Wer von den vielen Zugezogenen weiß wohl, dass es in Rehfelde vor der politischen Wende große Betriebe zur Kraftfahrzeuginstandsetzung, den Kreisbetrieb für Landtechnik, ein Pellet- und ein Trockenwerk, eine große LPG gab? Gegenwärtig zählt der Ort zwar 322 Gewerbetriebe und Freiberufler, doch diese sind klein und meist familiengeführt. Eigentlich zu wenig für den an Bevölkerung wachsenden Ort mit einer Kaufkraft je Bürger, die Berliner Niveau entspricht.
Statistisch gesehen liegt Rehfelde mit 160 Arbeitsplätzen je 1000 Einwohner (Bewertung durch den Landkreis) damit unter dem Durchschnitt der Gemeinden des ländlichen Raums, der bei 312 steht. Während die Zahl der in Rehfelde wohnenden sozialversicherungspflichtig Beschäftigten zwischen 2000 und 2013 um 30 Prozent zunahm, verringerten sich im Vergleich dazu deren Arbeitsplätze im Ort. Einpendler wurden weniger, Auspendler mehr.
Das und viele andere Fakten enthält das Papier, das die Gemeindevertreter am Dienstag zu ihrer Sitzung einmütig als Handlungsgrundlage für die kommunalen Gremien und die Verwaltung beschlossen haben. Von der Arbeitsgruppe Gewerbe des Finanzausschusses und maßgeblich durch die Gemeindevertreter Gerhard Schwarz (Linke) und Rudolf Heller (FÜR Rehfelde, Werder, Zinndorf) erarbeitet, analysiert es nicht nur Struktur und Verteilung der Flächen im Territorium, die Produktions-, Wettbewerbs- und Standortfaktoren Rehfeldes. Es zeigt vor allem Wege auf, wie auf lange Sicht die gegenwärtige Situation verändert werden soll.

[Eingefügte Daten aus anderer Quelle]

Issue #2591, opened 2026-08-10
Consider adding more type-checking to `wasm-tools component link`


alexcrichton:
Inspired by [this comment](https://github.com/bytecodealliance/wasm-tools/pull/2590#discussion_r3730085482) currently the linking phase of `wasm-tools component link` does type-checks at the item level (e.g. if something is a function or global) and type-checks for globals/tables/memories, but fine-grained type-checks of functions is not yet done. For example if functions are imported with the wrong signature that'll show up as a validation error at the end instead of a linking error. Ideally the linking phase itself would perform these sorts of type-checks and provide an error "faster" to avoid delaying it to a confusing time later on.

PR #2646, opened 2026-09-09
fix: validate linker intrinsic function signatures

RanaPriyansh:
Invalid stack, TLS, and thread intrinsic signatures can reach final component validation before the linker reports an error.

Metadata extraction now checks five intrinsic signatures, enforces the `i32` stack ABI, and reports required and actual types.

Verification: 1,845 workspace tests passed. Six existing tests remain ignored. Clippy, formatting, and the component-only feature check passed.

Related to #2591.

Codex assisted with implementation, tests, and review.

### DIFF
--- a/crates/wit-component/src/linking/metadata.rs
+++ b/crates/wit-component/src/linking/metadata.rs
@@ -110,6 +110,32 @@ impl TryFrom<&FuncType> for FunctionType {
     }
 }
 
+fn validate_intrinsic_signature(
+    types: &[FuncType],
+    type_index: u32,
+    module: &str,
+    name: &str,
+    parameters: &[ValueType],
+    results: &[ValueType],
+) -> Result<()> {
+    let type_index = usize::try_from(type_index).context("function type index is too large")?;
+    let ty = types.get(type_index).with_context(|| {
+        format!("invalid function type index {type_index} for `{module}.{name}`")
+    })?;
+    let actual = FunctionType::try_from(ty)
+        .with_context(|| format!("failed to read function type for `{module}.{name}`"))?;
+    if actual.parameters.as_slice() != parameters || actual.results.as_slice() != results {
+        let expected = FunctionType {
+            parameters: parameters.to_vec(),
+            results: results.to_vec(),
+        };
+        bail!(
+            "type mismatch for function `{module}.{name}`: required linker ABI `{expected}` but found `{actual}`"
+        );
+    }
+    Ok(())
+}
+
 /// Represents a core Wasm global variable type
 #[derive(Debug, Clone, PartialEq, Eq, Hash, PartialOrd, Ord)]
 pub struct GlobalType {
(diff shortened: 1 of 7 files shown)


crates/wit-component/tests/linking.rs
```diff
@@ -168,6 +176,202 @@ fn encode(wat: &str, wit: Option<&str>) -> Result<Vec<u8>> {
...
+  (type (func (result i32)))
+  (import "env" "__wasm_get_stack_pointer" (func (type 1)))
+  (func (export "run") (type 0))
+)
+"#,
+        true,
+    )
+    .context("failed to link an intrinsic at a nonzero type index")?;
+    Ok(())
+}
```
alexcrichton, line 232: Where possible I personally prefer to have tests in `tests/components/*` rather than unit tests, and I think tests like this can move there. That being said is this testing something that's not already tested? I would have figured we've already got tests for this.

crates/wit-component/tests/linking.rs
```diff
@@ -168,6 +176,202 @@ fn encode(wat: &str, wit: Option<&str>) -> Result<Vec<u8>> {
...
+        let error = format!("{error:#}");
+        assert!(error.contains("failed to extract linking metadata from app.wasm"));
+        assert!(error.contains(&format!("function `{namespace}.{name}`")));
+        assert!(
+            error.contains(&format!(
+                "required linker ABI `{expected}` but found `{actual}`"
+            )),
+            "{error}"
+        );
+    }
```
alexcrichton, line 304: Could you move these tests to `tests/components/*`?

crates/wit-component/tests/linking.rs
```diff
@@ -168,6 +176,202 @@ fn encode(wat: &str, wit: Option<&str>) -> Result<Vec<u8>> {
...
+    let error = link_intrinsic(
+        "other",
+        "__wasm_get_stack_pointer",
+        "(param i64) (result i32)",
+        false,
+    )
+    .unwrap_err();
+    let error = format!("{error:#}");
+    assert!(error.contains("module requires an import interface named `other`"));
+    assert!(!error.contains("required linker ABI"));
```
alexcrichton, line 372: It's ok to be not quite so exhaustive in testing, these are pretty noisy tests and there's not necessarily a need to test every single possible observable behavior. Can these either be dropped or moved to `tests/components/*`?

tests/cli/component-model/link-intrinsic-signature.wat
alexcrichton, line 1: This is already tested in `wit-component`, so it's ok to skip the test here as well

crates/wit-component/src/linking/metadata.rs
```diff
@@ -110,6 +110,32 @@ impl TryFrom<&FuncType> for FunctionType {
     }
 }
 
+fn validate_intrinsic_signature(
+    types: &[FuncType],
+    type_index: u32,
+    module: &str,
+    name: &str,
```
alexcrichton, line 117: One possible refactoring to simplify this slightly would be to take the `wasmparser::Import` here directly, and internally this would validate the type is a function to get the type index. That way not quite as many arguments need to be passed.

alexcrichton (approved):
Thanks! Some minor comments on tests, but otherwise seems reasonable to me.

alexcrichton (approved):

PR #2652, opened 2026-09-11
Support multiple supertypes in everything but validation

alexcrichton:
Upstream a new spec test has been added that a type with multiple supetypes is considered invalid. This is distinct from malformed meaning that the binary doesn't even parse, but by being invalid that means that the binary parses but is dynamically considered invalid. This test requires handling multiple supertypes in all locations throughout the tooling here, for example `wast`, `wasm-encoder`, and `wasmparser`. Notably `wasmparser` now has a `Vec<u32>` for supertype indices, and lengths > 1 are rejected during validation.

While here this is changing all of the `dump` test outputs anyway so this switches to printing types in a more human-readable format.

### DIFF
--- a/crates/wasm-encoder/src/core/types.rs
+++ b/crates/wasm-encoder/src/core/types.rs
@@ -9,7 +9,7 @@ pub struct SubType {
     pub is_final: bool,
     /// The list of supertype indexes. As of GC MVP, there can be at most one
     /// supertype.
-    pub supertype_idx: Option<u32>,
+    pub supertype_idxs: Vec<u32>,
     /// The composite type of the subtype.
     pub composite_type: CompositeType,
 }
@@ -666,7 +666,7 @@ impl<'a> CoreTypeEncoder<'a> {
         // We only need to emit a prefix byte before the actual composite type
         // when either the `sub` type is not final or it has a declared super
         // type (see notes on `push_prefix_if_component_core_type`).
-        if ty.supertype_idx.is_some() || !ty.is_final {
+        if !ty.supertype_idxs.is_empty() || !ty.is_final {
             if ty.is_final {
                 self.bytes.push(0x4f);
             } else {
@@ -675,7 +675,7 @@ impl<'a> CoreTypeEncoder<'a> {
                 }
                 self.bytes.push(0x50);
             }
-            ty.supertype_idx.encode(self.bytes);
+            ty.supertype_idxs.encode(self.bytes);
         }
         if ty.composite_type.shared {
             self.bytes.push(0x65);
--- a/crates/wasm-encoder/src/core/types.rs
+++ b/crates/wasm-encoder/src/core/types.rs
@@ -730,7 +730,7 @@ mod tests {
         let mut types = TypeSection::new();
         types.ty().subtype(&SubType {
             is_final: true,
-            supertype_idx: None,
+            supertype_idxs: Vec::new(),
             composite_type: CompositeType {
                 inner: CompositeInnerType::Func(FuncType::new([], [])),
                 shared: false,
--- a/crates/wasmparser/src/limits.rs
+++ b/crates/wasmparser/src/limits.rs
@@ -20,7 +20,7 @@
 //
 // See https://webassembly.github.io/spec/js-api/#limits for details.
 pub const MAX_WASM_TYPES: usize = 1_000_000;
-pub const MAX_WASM_SUPERTYPES: usize = 1;
+pub const MAX_WASM_SUPERTYPES: usize = 5;
 pub const MAX_WASM_FUNCTIONS: usize = 1_000_000;
 pub const MAX_WASM_IMPORTS: usize = 1_000_000;
 pub const MAX_WASM_EXPORTS: usize = 1_000_000;
--- a/crates/wasmparser/src/readers/core/types.rs
+++ b/crates/wasmparser/src/readers/core/types.rs
@@ -450,21 +450,21 @@ pub struct SubType {
     /// Is the subtype final.
     pub is_final: bool,
     /// The list of supertype indexes. As of GC MVP, there can be at most one supertype.
-    pub supertype_idx: Option<PackedIndex>,
+    pub supertype_idxs: Vec<PackedIndex>,
     /// The composite type of the subtype.
     pub composite_type: CompositeType,
 }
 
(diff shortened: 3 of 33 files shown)


crates/wasm-encoder/src/core/types.rs
```diff
@@ -9,7 +9,7 @@ pub struct SubType {
     pub is_final: bool,
     /// The list of supertype indexes. As of GC MVP, there can be at most one
     /// supertype.
-    pub supertype_idx: Option<u32>,
+    pub supertype_idxs: Vec<u32>,
```
fitzgen, line 12: `SmallVec` to avoid the heap allocation in practice for valid modules?

crates/wasmparser/src/readers/core/types.rs
```diff
@@ -450,21 +450,21 @@ pub struct SubType {
     /// Is the subtype final.
     pub is_final: bool,
     /// The list of supertype indexes. As of GC MVP, there can be at most one supertype.
-    pub supertype_idx: Option<PackedIndex>,
+    pub supertype_idxs: Vec<PackedIndex>,
```
fitzgen, line 453: Ditto

crates/wasmparser/src/limits.rs
```diff
@@ -20,7 +20,7 @@
 //
 // See https://webassembly.github.io/spec/js-api/#limits for details.
 pub const MAX_WASM_TYPES: usize = 1_000_000;
-pub const MAX_WASM_SUPERTYPES: usize = 1;
+pub const MAX_WASM_SUPERTYPES: usize = 5;
```
fitzgen, line 23: This seems wrong.

crates/wast/src/core/types.rs
```diff
@@ -957,7 +957,7 @@ pub struct TypeDef<'a> {
     /// Whether the type is shared or not.
     pub shared: bool,
     /// The declared parent type of this definition.
-    pub parent: Option<Index<'a>>,
+    pub parents: Vec<Index<'a>>,
```
fitzgen, line 960: Ditto re `SmallVec`

fitzgen (approved):
LGTM with below addressed

crates/wasmparser/src/limits.rs
alexcrichton: This is required insofar as without this the test case doesn't get past the parsing stage -- an error is generated because 2 supertypes exceeds the maximum of 1. I needed to change this to something, and so I just sort of arbitrarily bumped this up a little bit to get tests passing but not enough that we'd have to worry about it.

crates/wasm-encoder/src/core/types.rs
alexcrichton: How strongly do you feel about that? This has come up a few times in the past about using `smallvec` in `wasmparser` and other crates here, so this isn't new, but so far we haven't added the dependency. This would add a new dep to all of these crates, and the only real perf-critical one is `wasmparser` which is already, before this PR, collecting the results into the heap and then taking it back out. 

If `smallvec` or similar were in libstd I'd use it without hesitation, but as an extra dep it's something extra for all users to pull in and depend on, and `wasmparser` in particular shows up in a good number of dependency trees. Keeping our deps slim for minimal feature builds (e.g. without the component-model) feels relatively important at least.

fitzgen: It feels like a very light dep to me, but if we're concerned about that, then I think we can do some [small shenanigans](https://play.rust-lang.org/?version=stable&mode=debug&edition=2024&gist=c35be1180da3a15fdc6cc9e95d31da5b) to make it optional while making the uses inside the crates not too bad. Luckily that is pretty simple and concise, so not too annoying to duplicate across each crate.

alexcrichton: That unfortunately wouldn't work though b/c toggling a Cargo feature would be able to cause compile-time breakages -- basically it's public knowledge that `SmallVec<...> == Vec<T>` so when the crate dep is pulled in it'd break builds that relied on such equivalence. We've historically solved this in wasmparser with [collection wrappers](https://github.com/bytecodealliance/wasm-tools/tree/main/crates/wasmparser/src/collections) but that requires duplicating the API surface area of collections which I think crosses the threshold of "probably shouldn't copy across crates".

I suppose another way to say what I'm thinking is that I don't think that the crate dependency is worth it unless we've got benchmarks showing such. At this time I don't think we do have such benchmarks, and at least for Wasmtime's use cases I don't think validation/parsing really factors into any of them, so I don't think we actually have a benchmark-driven use case for taking a new dependency at this time

fitzgen: Eh, I guess. I suspect you'll be able to measure the slowdown on Sightglass's `kotlin-richards`, but I'm not gonna push on this any harder. For the record, I agree it is marginal for the non-`wasmparser` crates, so if we ever do revisit, it is probably good enough to just do something for `wasmparser` only.

alexcrichton: Benchmarking that with `crates/wasmparser/benchmarks/benchmark.rs` in this repo I get:

**this PR compared to `main`**

```
validate/kotlin-richards
                        time:   [337.07 µs 337.20 µs 337.38 µs]
                        change: [+1.4892% +1.7770% +1.9513%] (p = 0.00 < 0.05)
                        Performance has regressed.
  1 (1.00%) low severe
  2 (2.00%) low mild
  3 (3.00%) high mild
  3 (3.00%) high severe

parse/kotlin-richards   time:   [86.062 µs 86.242 µs 86.568 µs]
                        change: [+5.0978% +5.3059% +5.5673%] (p = 0.00 < 0.05)
                        Performance has regressed.
Found 5 outliers among 100 measurements (5.00%)
  5 (5.00%) high severe
```

**this PR + smallvec compared to `main`**


```
validate/kotlin-richards
                        time:   [335.91 µs 336.08 µs 336.27 µs]
                        change: [+1.1715% +1.4555% +1.6291%] (p = 0.00 < 0.05)
                        Performance has regressed.

parse/kotlin-richards   time:   [85.705 µs 85.734 µs 85.771 µs]
                        change: [+4.7187% +4.8553% +4.9887%] (p = 0.00 < 0.05)
                        Performance has regressed.
```

as a reference point at least

PR #1715, opened 2020-04-09
ci(test): trigger on pull_request and master

steebchen:


janpio:
Is there a way to not have 2 workflows running the tests if we ourselves open a Pull Requests for a branch in this repo?

steebchen:
I don't think so, that's why I didn't merge yet

.github/workflows/test.yaml
```diff
@@ -1,5 +1,12 @@
 name: test
-on: push
+on:
+  push:
+    branches:
+      - master
+      - alpha
+      - dev
+      - patch-dev
+  pull_request:
```
janpio, line 9: is this correct with the colon but not sub value?

steebchen: yep

steebchen: seems a bit weird, but works indeed

PR #1749, opened 2020-04-25
[rest-express] Parse id from req.params

### LINKED ISSUE #1748: Express example throws on specific routes
These examples are very helpful in seeing Prisma in action but I found that the Express example didn't resolve any of the default routes with `id` params. It turns out the id from `const { id } = req.params` expects an integer in the defined schema but what it receives a string. 

Instead of using object destructuring for `id` it would work if `id` was defined with `parseInt(id)`.

josephdburdick:
Fixes #1748


nikolasburk:
Thanks a lot for catching this @josephdburdick 🙏

PR #1755, opened 2020-05-04
Fix build for typescript/graphql-nextjs

akshaylive:
1. `generate` script is broken due to reliance of `commonjs` by nexus. Fixing this by changing module to `commonjs`. One issue with this approach is that the next time `yarn dev` is run, `nextjs` automatically identifies the module issue and fixes it to `esnext`. This behavior is preferred over breaking builds during `nexus` generation.
1. `__dirname` doesn't seem to exist (tested on Ubuntu). Instead, relying on `process.cwd()`, and building the path from there. This will ensure that the code remains platform agnostic.
1. Updating dependencies. This fixes the broken `build` script.
1. `createdAt` and `udpatedAt` is not part of the `Post` schema, and hence should not be defined on nexus object type.
1. `id` is defined as an `Int` in the schema. Hence, the nexus type for `id` should be `int`.


nikolasburk:
Thanks so much for cleaning all this up @akshaylive 🚀 🙏

PR #1761, opened 2020-05-08
Fix README

tconroy:
this PR fixes an incorrect type for the `User` reference in the Profile SQL example.

Previously, User ID was being referenced as `TEXT`, when it should be `INTEGER`.


nikolasburk:
Thanks a lot for fixing this @tconroy 🚀

PR #1767, opened 2020-05-11
improve(workflows): rename workflows to clearer names

janpio:
This renames the `check-for-update` GH Action workflow to `keep-prisma-dependencies-updated`, and `sync-alpha` to `keep-alpha-branch-in-sync-with-master` to better highlight what they and why it is important that they succeed.

(The badge in the README should work again after this is merged and the workflow ran once)


janpio:
Let's see if @steebchen agrees, who built the thing 👍

steebchen:
We might want to rename the workflow & script files as well, though they would get quite long

PR #1768, opened 2020-05-11
docs(README): add gh action badges

janpio:
This PR adds the two important GH actions as badges to the README to increase visibility into possible failures.

Open for better positioning or styling of course, this is a bit "brute force".


nikolasburk:
Nice, thanks a lot Jan!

Dazu wurden die anhängenden 14 Schlussfolgerungen als "verbindlich" eingestuft. Ganz oben rangiert das Schaffen von Arbeits- und Ausbildungsplätzen sowie günstigste Bedingungen für Gewerbeerweiterungen bzw. Neuansiedlungen. Dazu sollten u. a. in der Amtsverwaltung eine kompetente Person eine Steuerungsfunktion einnehmen und ein Gewerbeflächen-Monitoring angesiedelt werden.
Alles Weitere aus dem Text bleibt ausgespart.